Opinion: Wes Studi shilling for developers of controversial mine
Posted: Thursday, September 22, 2011
"As much time as we spend watching movies, it's easy to believe that actors take jobs because they identify with some part of a film. The wool was ripped from my eyes this week. I've watched actor Wes Studi in films for years -- "Geronimo," "Dances with Wolves" and "Avatar," to name a few. He's beautiful -- a classic, stoic American Indian; a noble face absent of fear and seemingly full of ancient knowledge.
He's only acting, and I shouldn't be disappointed. I got my movie ticket's worth. But that's why we buy tickets in the first place: We want to believe even though we know, intellectually, it's all pretend.
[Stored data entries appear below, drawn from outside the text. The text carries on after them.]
PR #8134, opened 2024-04-19
Speed up PostgreSQL to Citus migration

### LINKED ISSUE #7855: Research faster PostgreSQL to Citus migration approach
### Problem

The current approach to pg_dump from Cloud SQL to files then pg_restore those files to Citus takes a very long time.

### Solution

* Investigate feasibility of using [dimitri/pgcopydb](https://github.com/dimitri/pgcopydb)
* Explore Kafka as a sink
* Consider optimizations to current approach

### Alternatives

_No response_

jnels124:
**Description**:
* add ability to execute migrations in batches
* add ability to restart migration
* use direct pipe instead of download/upload of csv
* add config option to parallelize batch copies

**Related issue(s)**:

Fixes #7855 

**Notes for reviewer**:

**Checklist**


hedera-mirror-importer/src/main/resources/db/scripts/v2/migration.sh
```diff
@@ -1,69 +1,255 @@
...
+  trap "handleExit 'for table ${table} (BINARY)'" ERR
+
+  local tableExists="f"
+  tableExists=$(targetTableExists "${table}")
+  if [[ "${tableExists}" = "f" ]]; then
+    log "Skipping '${table}' table since it doesn't exist on the target"
+    return
+  fi
+
+  cat >querySource.sh <<EOF
```
jnels124, line 220: Unable to get the querySource function to be available via call from `FROM program`

hedera-mirror-importer/src/main/resources/db/scripts/v2/migration.sh
```diff
@@ -1,69 +1,255 @@
...
+  if [[ "${has_data}" = "t" ]]; then
+    log "Skipping '${table}' table since it contains existing data"
+    return
+  fi
+
+  if [[ "${table}" != "topic_message" && "${columns}" =~ $TS_COLUMN_REGEX ]]; then
+    where="where consensus_timestamp \<= ${MAX_TIMESTAMP}"
+  # handle address book.
+  elif [[ "${columns}" =~ \<consensus_timestamp_start\> ]]; then
+    where="where consensus_timestamp_end \<= ${MAX_TIMESTAMP}"
```
jnels124, line 145: not indexed but table is small

hedera-mirror-importer/src/main/resources/db/scripts/v2/migration.sh
```diff
@@ -1,69 +1,255 @@
...
+  LEAST(${MAX_TIMESTAMP}, (extract(epoch from (rfs.start_timestamp + INTERVAL '1 month')) * 1000000000)::bigint) as upper_bound
+  from record_file_stats rfs, total_records tr
+  order by 3 desc
+  "
+
+  local upperBound=$MAX_TIMESTAMP
+  local pctPerCursor=$(echo "scale=8; 100 / ${ASYNC_TABLE_SPLITS}" | bc)
+  local totalPct=0
+  local -n cursors=$1 # Init array to hold cursor definitions
+  local stats=$(PGPASSWORD="${SOURCE_DB_PASSWORD}" psql -q --csv -t -h "${SOURCE_DB_HOST}" -d "${SOURCE_DB_NAME}" -p "${SOURCE_DB_PORT}" -U "${SOURCE_DB_USER}" -c "${query}")
```
jnels124, line 108: unable to get `querySource` function to work correctly here. Attempting to asign the result of that call to stats and then redirect to the while doesn't work. It attempts to execute the text as a command. Can use assistance with the 'bashism' here.

hedera-mirror-importer/src/main/resources/db/scripts/v2/migration.sh
```diff
@@ -1,69 +1,250 @@
...
+
+  while IFS="," read -r pct_of_total lower_bound upper_bound; do
+    upperBound=$((upper_bound > upperBound ? upper_bound : upperBound))
+    local groupRange=$((upperBound - lower_bound))
+    local rangeToTake=$(echo "scale=0; ${pctPerCursor} * ${groupRange}" | bc)
+    totalPct=$(echo "(${totalPct} + ${pct_of_total})" | bc)
+    while (($(echo "${totalPct} >= ${pctPerCursor}" | bc) )); do
```
jnels124, line 120: correcting this calculation

hedera-mirror-importer/src/main/resources/db/scripts/v2/migration.sh
```diff
@@ -1,69 +1,277 @@
...
+  local columns="${2}"
+
+  local has_data=$(queryTarget "select exists (select * from ${table}  limit 1)")
+  if [[ "${has_data}" = "t" ]]; then
+    log "Skipping '${table}' table since it contains existing data"
+    return
+  fi
+
+  local where
+  if [[ "${table}" != "topic_message" && "${columns}" =~ $TS_COLUMN_REGEX ]]; then
```
jnels124, line 147: will remove topic message restriction here before merge

hedera-mirror-importer/src/main/resources/db/scripts/v2/migration.sh
```diff
@@ -125,14 +340,30 @@ log "Running Flyway migrate"
...
 
 TABLES=$(querySource "${TABLES_QUERY}" | tr " " "\n")
-COUNT=$(echo "${TABLES}" | wc -l)
-log "Migrating ${COUNT} tables from ${SOURCE_DB_HOST}:${SOURCE_DB_PORT} to ${TARGET_DB_HOST}:${TARGET_DB_PORT}"
-echo "${TABLES}" | xargs -n 1 -P "${CONCURRENCY}" -I {} bash -c 'copyTable "$@"' _ {}
+ASYNC_TABLES=$(echo "${ASYNC_TABLES//[\']/}" | tr "," "\n")
+
+declare tablesArray
+IFS=" " readarray -t tablesArray <<< "${TABLES}"
+tablesArray+=("topic_message")
```
jnels124, line 356: tables query already orders by size and this would be last in the list already. no need to specify here AND add to excluded tables

hedera-mirror-importer/src/main/resources/db/scripts/v2/migration.sh
```diff
@@ -1,69 +1,277 @@
...
+FLYWAY_DIR="/tmp/flyway"
 MIGRATIONS_DIR="${SCRIPTS_DIR}/../../migration/v2"
 export PATH="${FLYWAY_DIR}/:$PATH"
 source "${SCRIPTS_DIR}/migration.config"
 
+ASYNC_TABLE_SPLITS=${ASYNC_TABLE_SPLITS:-1000}
 export CONCURRENCY=${CONCURRENCY:-5}
-export MAX_TIMESTAMP="${MAX_TIMESTAMP}"
+export CONCURRENT_COPIES_PER_TABLE=${CONCURRENT_COPIES_PER_TABLE:-5}
+export MAX_TIMESTAMP="${MAX_TIMESTAMP:-$(querySource "select max(consensus_end) from record_file;")}"
```
jnels124, line 274: Should we store this value to a table? If stopped during the synchronous stage of the migration and restarted later we would have tables copying from different points (assuming the source has been ingesting files). Can also document in the readme to set this value if you are restarting the migration. (async tables are un-effected by this as they read from the status table.

hedera-mirror-importer/src/main/resources/db/scripts/v2/migration.sh
```diff
@@ -1,69 +1,278 @@
...
+
+  local where
+  if [[ "${columns}" =~ $TS_COLUMN_REGEX ]]; then
+    where="where consensus_timestamp \<= ${MAX_TIMESTAMP}"
+  # handle address book.
+  elif [[ "${columns}" =~ \<consensus_timestamp_start\> ]]; then
+    where="where consensus_timestamp_end \<= ${MAX_TIMESTAMP}"
+  fi
+
+  local sql="\\copy ${table}(${columns}) FROM PROGRAM 'echo copy \(select ${columns} from ${table} ${where}\) to STDOUT with BINARY|./querySource.sh' WITH BINARY;"
```
steven-sheehy, line 154: Why the need for querySource.sh? Can we not just run it in psql directly?

hedera-mirror-importer/src/main/resources/db/scripts/v2/migration.sh
```diff
@@ -1,69 +1,278 @@
...
+  columns="${columns#"${columns%%[![:space:]]*}"}" # Trim leading whitespace
+  echo "${columns}"
+}
+
+insertCursors() {
+  local hasTable="f"
+  local sqlTemp="/tmp/cursors-$$.csv"
+  local tableDDL="
+    create table if not exists async_migration_status (
+    the_table                varchar(100),
```
steven-sheehy, line 62:
```suggestion
    table_name                varchar(100),
```

hedera-mirror-importer/src/main/resources/db/scripts/v2/migration.sh
```diff
@@ -97,20 +307,25 @@ if [[ "${TARGET_DB_HEALTHY}" != "t" ]]; then
...
-wget -qO- ${FLYWAY_URL} | tar -xz && mv flyway-* flyway
+wget -qO- "${FLYWAY_URL}" | tar -xz && mv flyway-*/* .
 log "Flyway installed"
 
+CREATE_INDEXES_BEFORE_MIGRATION=${CREATE_INDEXES_BEFORE_MIGRATION:-true}
+if [[ "${CREATE_INDEXES_BEFORE_MIGRATION}" = "true" ]]; then
+  cp "${MIGRATIONS_DIR}/V2.0."* "${FLYWAY_DIR}"/sql/
+else
+  cp "${MIGRATIONS_DIR}/V2.0."[0-2]* "${FLYWAY_DIR}"/sql/
+fi
```
steven-sheehy, line 323: We should just always create before since we tested that was faster. Plus we'll soon have indexes created in new migrations.

steven-sheehy (changes requested):

hedera-mirror-importer/src/main/resources/db/scripts/v2/migration.sh
jnels124: We can probably not have the querySource.sh and instead say from program `psql -h source -c  "copy ... to stdout"`

hedera-mirror-importer/src/main/resources/db/scripts/v2/migration.sh
jnels124: Left this as an option because it does reduce the active time of the required time of connection between source and target. However not against removing it

docs/database/README.md
```diff
@@ -268,14 +268,19 @@ Following are the prerequisites and steps for migrating V1 data to V2.
...
-7. Run the [migration.sh](/hedera-mirror-importer/src/main/resources/db/scripts/v2/migration.sh) script.
-8. Update the mirror node configuration to point to the new Citus DB and start it.
+5. Stop the [Importer](/docs/importer/README.md) process. 
+6. Run the [migration.sh](/hedera-mirror-importer/src/main/resources/db/scripts/v2/migration.sh) script. Due to the time it will take to complete the migration, 
+   it is recommended to run the script in a way that doesn't require your terminal session to remain open.`: 
+   - run and redirect the output `./migration.sh > migrationout.txt 2> migration-error.txt &`
+   - Pause job `ctrl-z`
+   - Run in background `bg`
+   - Run `jobs` to get the correct job id 
+   - Disown the process `disown -h %1`. Replace 1 with the correct job id.
```
steven-sheehy, line 282: Isn't this simpler?

```suggestion
   `./migration.sh 2>&1 > migration.log & disown`
```

docs/database/README.md
```diff
@@ -268,14 +268,19 @@ Following are the prerequisites and steps for migrating V1 data to V2.
...
    [migration.config](/hedera-mirror-importer/src/main/resources/db/scripts/v2/migration.config).
-5. Get the correct version of [flyway](https://flywaydb.org/documentation/usage/commandline/) based on your OS and
+4. Get the correct version of [flyway](https://flywaydb.org/documentation/usage/commandline/) based on your OS and
    update it in the `FLYWAY_URL` field in the `migration.config` file. The default is set to the linux version.
-6. Stop the [Importer](/docs/importer/README.md) process.
-7. Run the [migration.sh](/hedera-mirror-importer/src/main/resources/db/scripts/v2/migration.sh) script.
-8. Update the mirror node configuration to point to the new Citus DB and start it.
+5. Stop the [Importer](/docs/importer/README.md) process. 
+6. Run the [migration.sh](/hedera-mirror-importer/src/main/resources/db/scripts/v2/migration.sh) script. Due to the time it will take to complete the migration, 
+   it is recommended to run the script in a way that doesn't require your terminal session to remain open.`:
```
steven-sheehy, line 277:
```suggestion
   it is recommended to run the script in a way that doesn't require your terminal session to remain open: 
```

docs/database/README.md
jnels124: Definitely simpler. I will try that out. I am not real familiar with the command and thought this was the simplest way.

jnels124: This worked fine. However, I left standard error and standard out as different log files. This version of the migration logs a bit more and it is preferable to make sure any errors are not lost in these logs.

steven-sheehy (approved):
LGTM

xin-hedera (approved):
LGTM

Mr. Studi has a new role. He's been hired by the Pebble Partnership to tour villages in the Bristol Bay region and pose as one of their own to sell them enough toxicity to ruin their way of life. The Lake and Peninsula Borough began voting by mail on the Save Our Salmon ballot initiative, which has survived legal challenges from proponents of the Pebble mine. The initiative is simple. It states that any resource extraction development using more than 640 acres of land that would adversely affect anadromous waters (waters already known to be salmon habitat) would require a permit from the Lake and Peninsula Borough before the state and federal permits could go through."
Get the Story:
Shannyn Moore:
Actor's disappointing role: Pebble shill
(The Anchorage Daily News 9/18)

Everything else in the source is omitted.